Sound vibrations are collected by the outer portion of the ear and funneled down the ear canal towards the
eardrum. The sounds are then transmitted through three tiny bones in the middle ear called the ossicles. These
three bones are named the malleus, incus, and stapes. The stapes carries the sound vibration into the fluids of the
inner ear, called the cochlea.
If the bones of the middle ear do not carry the sound to the inner ear correctly, hearing loss results. This can
happen if the bones are not connected together properly (either fused together or separated apart). One cause of
this problem is a disease called otosclerosis. Also, trauma or infection can lead to problems with the middle ear
bones, called ossicular chain discontinuity. Some children are born with malformed middle ear bones that don’t
conduct sound properly.
What is otosclerosis?
Otosclerosis is the abnormal growth of bone in the ear. This can fix the stapes bone in place, preventing it from
transmitting sound vibrations properly. For some people with otosclerosis, the hearing loss may become severe.

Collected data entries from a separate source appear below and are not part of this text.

PR #481, opened 2024-07-19
Mark Draw2D Cursors class as deprecated and for-removal

ptziegler:
Using static cursors is fundamentally flawed when considering dynamic DPI changes. The static cursors created by this class are created with respect to the current display zoom. Those objects are not updated, should this value change at a later time. Clients need to listen to the SWT.ZoomChanged event and update their cursors via the CursorProvider interface.

### DIFF
--- a/org.eclipse.draw2d.examples/src/org/eclipse/draw2d/examples/scrollpane/InternalFrame.java
+++ b/org.eclipse.draw2d.examples/src/org/eclipse/draw2d/examples/scrollpane/InternalFrame.java
@@ -1,5 +1,5 @@
 /*******************************************************************************
- * Copyright (c) 2005, 2023 IBM Corporation and others.
+ * Copyright (c) 2005, 2024 IBM Corporation and others.
  *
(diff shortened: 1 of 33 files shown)


ptziegler:
As discussed in https://github.com/eclipse/gef-classic/pull/479: The static Cursor objects don't support dynamic DPI changes. Meaning those instances keep using the initial display zoom, even though the level has already been changed.

This is effectively just an experiment where I mark the Cursors class as deprecated and update all references with a "CursorProvider", i.e. an interface that is supposed to always return a cursor that matches the current display zoom.

But even now this is already becoming a mess, as it requires changes to both the Draw2D figures and GEF tools. @azoitl wdyt?

ptziegler:
Alternatively, we could also keep this CursorProvider purely internal and push the responsibility of updating the cursor to the client.

ptziegler:
A misunderstanding on my side... The native cursors are updated upon DPI changes, but not the shared cursors.

PR #717, opened 2025-04-07
Build GEF against both the SimRel version and the 3.20.0 release

ptziegler:
To make sure the latest GEF release remains compatible with older Eclipse release, we should not only build and test against the upcoming release, but also against previous releases.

The cause of otosclerosis is not fully understood, although research has shown that it tends to run in families and
that white, middle-aged women are most at risk. Some research suggests a relationship between otosclerosis and
the hormonal changes associated with pregnancy. While the exact cause remains unknown, there is also some
evidence associating viral infections (such as measles) and otosclerosis.
What is ossicular chain discontinuity?
Ossicular chain discontinuity, or separation of the middle ear bones, most
commonly happens when chronic ear infections dissolve the delicate
middle ear bones. However, it may also happen with a skull fracture or
after penetrating trauma, such as a Q-tip injury. The most common type
of problem is separation of the joint connecting the incus to the stapes.
The second most common is separation of the joint connecting the
malleus to the incus. Fracture of the arch stapes may also occur.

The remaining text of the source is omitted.